From the first record through the last, copy each one exactly.

Saved entries:
○ ○ ○ ○ ○ ○ ○

PR #3450, opened 2021-11-17
Remove user from list of coteachers on teacher reg mainpage

### LINKED ISSUE #3261: Teacher list on teacherreg includes signed in user
In the inclusion template, we call request.user to make sure we don't print the actual user's name as one of the teachers:
https://github.com/learning-unlimited/ESP-Website/blob/98501776a014a01eeba8c8105ee2aca2a7d7bee3/esp/templates/inclusion/program/class_teacher_list_row.html#L112

But this doesn't work because the inclusion template doesn't have access to request.user (or any of the other context for the rest of the page). For other inclusion tags we provide a user, so maybe we want to do that with class_teacher_list_row:
https://github.com/learning-unlimited/ESP-Website/blob/98501776a014a01eeba8c8105ee2aca2a7d7bee3/esp/esp/program/templatetags/class_render.py#L61-L62

willgearty:
This makes it so teachers no longer show up as their own coteachers on the teacher registration mainpage:
image

Fixes #3261.


esp/templates/inclusion/program/class_teacher_list_row.html
```diff
@@ -108,8 +108,8 @@ <h3>Cancellation Request for {{ cls|truncatewords:6 }}</h3>
 
 {% if crmi.allow_coteach %}
 <tr>
-  <td class="clsleft"><b>Teachers (<a href="mailto:{{ cls.emailcode }}-teachers@{{ email_host_sender }}">email</a>): </b></td>
-  <td class="clsmiddle" colspan="5">{% for t in cls.get_teachers %}{% ifnotequal t request.user %}{{ t.first_name }} {{ t.last_name }}{% if not forloop.last %}, {% endif %}{% endifnotequal %}{% endfor %}</td>
+  <td class="clsleft"><b>Coteachers (<a href="mailto:{{ cls.emailcode }}-teachers@{{ email_host_sender }}">email</a>): </b></td>
+  <td class="clsmiddle" colspan="5">{% for t in cls.get_teachers %}{% ifnotequal t user %}{{ t.first_name }} {{ t.last_name }}{% if not forloop.last %}, {% endif %}{% endifnotequal %}{% endfor %}</td>
```
kkbrum, line 112: The multiple if's in this line generate a slight problem. If it's not the last teacher, it puts a comma, but then when it goes to the next teacher and it's equal to the user, it passes. So if the user happens to be last in the list then you end up with a trailing comma

kkbrum (changes requested):

willgearty:
I've added a template filter that removes the teacher from the list, so now there shouldn't be any extra commas. I did the same thing for the teacher webapp sectioninfo page (and cleaned up the moderators section to match the teacher registration mainpage).

kkbrum (approved):
Nice!

Issue #1777, opened 2015-10-04
if you are already logged in, the login view's next param doesn't work


benjaminjkraft:
You just always get redirected to the homepage.  We should probably be checking it in the first conditional of `esp.users.views.login_checked`.

PR #3453, opened 2021-11-17
Improve login redirect

willgearty:
This makes the following improvements to the login redirect logic:

- Admins can now set custom landing pages for students and teachers with global tags (`teacher_home_page` and `student_home_page`) (this only works if a user isn't already being redirected to some other page)
- If a user is already logged in, they will be redirected properly to the "next" param (Fixes https://github.com/learning-unlimited/ESP-Website/issues/1777)


kkbrum (approved):
Awesome!

Issue #1769, opened 2015-09-11
Schedule generation should return the link as a download, rather than into the browser


benjaminjkraft:
Apparently Chrome's PDF viewer will choke on huge PDF files, and the user probably wants to save it anyway.  So we should just pop up a download window rather than returning it in-browser.  This could also be done for other printables.

PR #3454, opened 2021-11-19
Download student schedules pdf to file

willgearty:
This makes it so that the student schedules pdf is downloaded to the user's disk as opposed to being loaded within the browser. For larger pdfs, Chrome (and possibly other browsers) might have some trouble loading them, so this should help.

Fixes https://github.com/learning-unlimited/ESP-Website/issues/1769.

This might also help with https://github.com/learning-unlimited/ESP-Website/issues/1198, but I haven't tested that at all.


kkbrum (approved):
Wow!

PR #3459, opened 2021-12-01
Don't render tex on survey results

### LINKED ISSUE #3302: LaTeX makes the survey results sad
If there is a LaTeX in a class title, we try to render it in the survey results page, but this seems to fail:
image
(for the record, it seemed to work for a second, then switched to the above)

The easiest solution would probably just be to not trying to render the LaTeX.

Reported by Cloud.

kkbrum:
Fixes #3302.


willgearty (approved):
Looks good, thanks!

Issue #3419, opened 2021-09-30
Anonymous option for contact form


willgearty:
It would good to have a way for someone to reach out to a program anonymously (about concerns, etc). I think we could just add this as an option to the existing contact form (although we would want to make sure it is truly anonymous, even if they are signed in).

Suggested by Rainstorm

PR #3462, opened 2021-12-08
Add anonymous option to the contact form

willgearty:
This adds an anonymous option to the contact form:
image

If the box is checked, the email address field is no longer required. It will not put any personal information in the email, it will set the given email address to the bcc (if the copy me option is checked), and it will set the "from" email address as the same as the "to" email address.

It seems to work on my dev server, but it never actually sent emails, so it might be good to test this on dev3 (or even on cloud since they requested it).

Fixes https://github.com/learning-unlimited/ESP-Website/issues/3419.

### DIFF
--- a/esp/esp/web/forms/contact_form.py
+++ b/esp/esp/web/forms/contact_form.py
@@ -56,11 +56,14 @@ hear_about = (
     )
 
 class ContactForm(forms.Form):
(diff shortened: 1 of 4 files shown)


kkbrum (approved):
Huzzah! Tested off of dev3 and things look good!

Issue #4032, opened 2026-02-20
perf: Fix N+1 database query patterns across the codebase


Arnav1709:
## Summary

Systematic identification and elimination of N+1 database query patterns across the ESP-Website codebase. Each fix is submitted as an independent PR targeting a specific module or function.

## Problem

Multiple views and utility functions execute database queries inside Python loops — the classic N+1 pattern. For pages handling hundreds of students, teachers, or sections, this results in thousands of redundant queries per request, causing slow page loads and unnecessary database load.

## Scope of Changes

| File | Function | Old (queries) | New (queries) | Reduction |
|------|----------|--------------|--------------|-----------|
| `usersearch.py` | hour computation | ~1000 (100 users) | 1 | 99.9% |
| [programprintables.py](cci:7://file:///home/arnav/Desktop/ESP-Website/esp/esp/program/modules/handlers/programprintables.py:0:0-0:0) | tag validation | N per tag | 1 | ~99% |
| [statistics.py](cci:7://file:///home/arnav/Desktop/ESP-Website/esp/esp/program/statistics.py:0:0-0:0) | [hours()](cci:1://file:///home/arnav/Desktop/ESP-Website/esp/esp/program/statistics.py:270:0-348:73) | ~8000 (500 students) | 2/program | 99.9% |
| [jsondatamodule.py](cci:7://file:///home/arnav/Desktop/ESP-Website/esp/esp/program/modules/handlers/jsondatamodule.py:0:0-0:0) | [sections_admin](cci:1://file:///home/arnav/Desktop/ESP-Website/esp/esp/program/modules/handlers/jsondatamodule.py:329:4-395:59) | N per section | 0 (prefetched) | 100% |
| [statistics.py](cci:7://file:///home/arnav/Desktop/ESP-Website/esp/esp/program/statistics.py:0:0-0:0) | [demographics()](cci:1://file:///home/arnav/Desktop/ESP-Website/esp/esp/program/statistics.py:91:0-142:80) finaid | ~3000 (500 students) | 3 | 99.9% |
| [jsondatamodule.py](cci:7://file:///home/arnav/Desktop/ESP-Website/esp/esp/program/modules/handlers/jsondatamodule.py:0:0-0:0) | 5 availability endpoints | 2N per teacher | 2/endpoint | ~99% |
[...]

PR #4034, opened 2026-02-20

○ ○ ○ ○ ○ ○ ○

Final answer:
PR #3450, opened 2021-11-17
Remove user from list of coteachers on teacher reg mainpage

### LINKED ISSUE #3261: Teacher list on teacherreg includes signed in user
In the inclusion template, we call request.user to make sure we don't print the actual user's name as one of the teachers:
https://github.com/learning-unlimited/ESP-Website/blob/98501776a014a01eeba8c8105ee2aca2a7d7bee3/esp/templates/inclusion/program/class_teacher_list_row.html#L112

But this doesn't work because the inclusion template doesn't have access to request.user (or any of the other context for the rest of the page). For other inclusion tags we provide a user, so maybe we want to do that with class_teacher_list_row:
https://github.com/learning-unlimited/ESP-Website/blob/98501776a014a01eeba8c8105ee2aca2a7d7bee3/esp/esp/program/templatetags/class_render.py#L61-L62

willgearty:
This makes it so teachers no longer show up as their own coteachers on the teacher registration mainpage:
image

Fixes #3261.


esp/templates/inclusion/program/class_teacher_list_row.html
```diff
@@ -108,8 +108,8 @@ <h3>Cancellation Request for {{ cls|truncatewords:6 }}</h3>
 
 {% if crmi.allow_coteach %}
 <tr>
-  <td class="clsleft"><b>Teachers (<a href="mailto:{{ cls.emailcode }}-teachers@{{ email_host_sender }}">email</a>): </b></td>
-  <td class="clsmiddle" colspan="5">{% for t in cls.get_teachers %}{% ifnotequal t request.user %}{{ t.first_name }} {{ t.last_name }}{% if not forloop.last %}, {% endif %}{% endifnotequal %}{% endfor %}</td>
+  <td class="clsleft"><b>Coteachers (<a href="mailto:{{ cls.emailcode }}-teachers@{{ email_host_sender }}">email</a>): </b></td>
+  <td class="clsmiddle" colspan="5">{% for t in cls.get_teachers %}{% ifnotequal t user %}{{ t.first_name }} {{ t.last_name }}{% if not forloop.last %}, {% endif %}{% endifnotequal %}{% endfor %}</td>
```
kkbrum, line 112: The multiple if's in this line generate a slight problem. If it's not the last teacher, it puts a comma, but then when it goes to the next teacher and it's equal to the user, it passes. So if the user happens to be last in the list then you end up with a trailing comma

kkbrum (changes requested):

willgearty:
I've added a template filter that removes the teacher from the list, so now there shouldn't be any extra commas. I did the same thing for the teacher webapp sectioninfo page (and cleaned up the moderators section to match the teacher registration mainpage).

kkbrum (approved):
Nice!

Issue #1777, opened 2015-10-04
if you are already logged in, the login view's next param doesn't work


benjaminjkraft:
You just always get redirected to the homepage.  We should probably be checking it in the first conditional of `esp.users.views.login_checked`.

PR #3453, opened 2021-11-17
Improve login redirect

willgearty:
This makes the following improvements to the login redirect logic:

- Admins can now set custom landing pages for students and teachers with global tags (`teacher_home_page` and `student_home_page`) (this only works if a user isn't already being redirected to some other page)
- If a user is already logged in, they will be redirected properly to the "next" param (Fixes https://github.com/learning-unlimited/ESP-Website/issues/1777)


kkbrum (approved):
Awesome!

Issue #1769, opened 2015-09-11
Schedule generation should return the link as a download, rather than into the browser


benjaminjkraft:
Apparently Chrome's PDF viewer will choke on huge PDF files, and the user probably wants to save it anyway.  So we should just pop up a download window rather than returning it in-browser.  This could also be done for other printables.

PR #3454, opened 2021-11-19
Download student schedules pdf to file

willgearty:
This makes it so that the student schedules pdf is downloaded to the user's disk as opposed to being loaded within the browser. For larger pdfs, Chrome (and possibly other browsers) might have some trouble loading them, so this should help.

Fixes https://github.com/learning-unlimited/ESP-Website/issues/1769.

This might also help with https://github.com/learning-unlimited/ESP-Website/issues/1198, but I haven't tested that at all.


kkbrum (approved):
Wow!

PR #3459, opened 2021-12-01
Don't render tex on survey results

### LINKED ISSUE #3302: LaTeX makes the survey results sad
If there is a LaTeX in a class title, we try to render it in the survey results page, but this seems to fail:
image
(for the record, it seemed to work for a second, then switched to the above)

The easiest solution would probably just be to not trying to render the LaTeX.

Reported by Cloud.

kkbrum:
Fixes #3302.


willgearty (approved):
Looks good, thanks!

Issue #3419, opened 2021-09-30
Anonymous option for contact form


willgearty:
It would good to have a way for someone to reach out to a program anonymously (about concerns, etc). I think we could just add this as an option to the existing contact form (although we would want to make sure it is truly anonymous, even if they are signed in).

Suggested by Rainstorm

PR #3462, opened 2021-12-08
Add anonymous option to the contact form

willgearty:
This adds an anonymous option to the contact form:
image

If the box is checked, the email address field is no longer required. It will not put any personal information in the email, it will set the given email address to the bcc (if the copy me option is checked), and it will set the "from" email address as the same as the "to" email address.

It seems to work on my dev server, but it never actually sent emails, so it might be good to test this on dev3 (or even on cloud since they requested it).

Fixes https://github.com/learning-unlimited/ESP-Website/issues/3419.

### DIFF
--- a/esp/esp/web/forms/contact_form.py
+++ b/esp/esp/web/forms/contact_form.py
@@ -56,11 +56,14 @@ hear_about = (
     )
 
 class ContactForm(forms.Form):
(diff shortened: 1 of 4 files shown)


kkbrum (approved):
Huzzah! Tested off of dev3 and things look good!

Issue #4032, opened 2026-02-20
perf: Fix N+1 database query patterns across the codebase


Arnav1709:
## Summary

Systematic identification and elimination of N+1 database query patterns across the ESP-Website codebase. Each fix is submitted as an independent PR targeting a specific module or function.

## Problem

Multiple views and utility functions execute database queries inside Python loops — the classic N+1 pattern. For pages handling hundreds of students, teachers, or sections, this results in thousands of redundant queries per request, causing slow page loads and unnecessary database load.

## Scope of Changes

| File | Function | Old (queries) | New (queries) | Reduction |
|------|----------|--------------|--------------|-----------|
| `usersearch.py` | hour computation | ~1000 (100 users) | 1 | 99.9% |
| [programprintables.py](cci:7://file:///home/arnav/Desktop/ESP-Website/esp/esp/program/modules/handlers/programprintables.py:0:0-0:0) | tag validation | N per tag | 1 | ~99% |
| [statistics.py](cci:7://file:///home/arnav/Desktop/ESP-Website/esp/esp/program/statistics.py:0:0-0:0) | [hours()](cci:1://file:///home/arnav/Desktop/ESP-Website/esp/esp/program/statistics.py:270:0-348:73) | ~8000 (500 students) | 2/program | 99.9% |
| [jsondatamodule.py](cci:7://file:///home/arnav/Desktop/ESP-Website/esp/esp/program/modules/handlers/jsondatamodule.py:0:0-0:0) | [sections_admin](cci:1://file:///home/arnav/Desktop/ESP-Website/esp/esp/program/modules/handlers/jsondatamodule.py:329:4-395:59) | N per section | 0 (prefetched) | 100% |
| [statistics.py](cci:7://file:///home/arnav/Desktop/ESP-Website/esp/esp/program/statistics.py:0:0-0:0) | [demographics()](cci:1://file:///home/arnav/Desktop/ESP-Website/esp/esp/program/statistics.py:91:0-142:80) finaid | ~3000 (500 students) | 3 | 99.9% |
| [jsondatamodule.py](cci:7://file:///home/arnav/Desktop/ESP-Website/esp/esp/program/modules/handlers/jsondatamodule.py:0:0-0:0) | 5 availability endpoints | 2N per teacher | 2/endpoint | ~99% |
[...]

PR #4034, opened 2026-02-20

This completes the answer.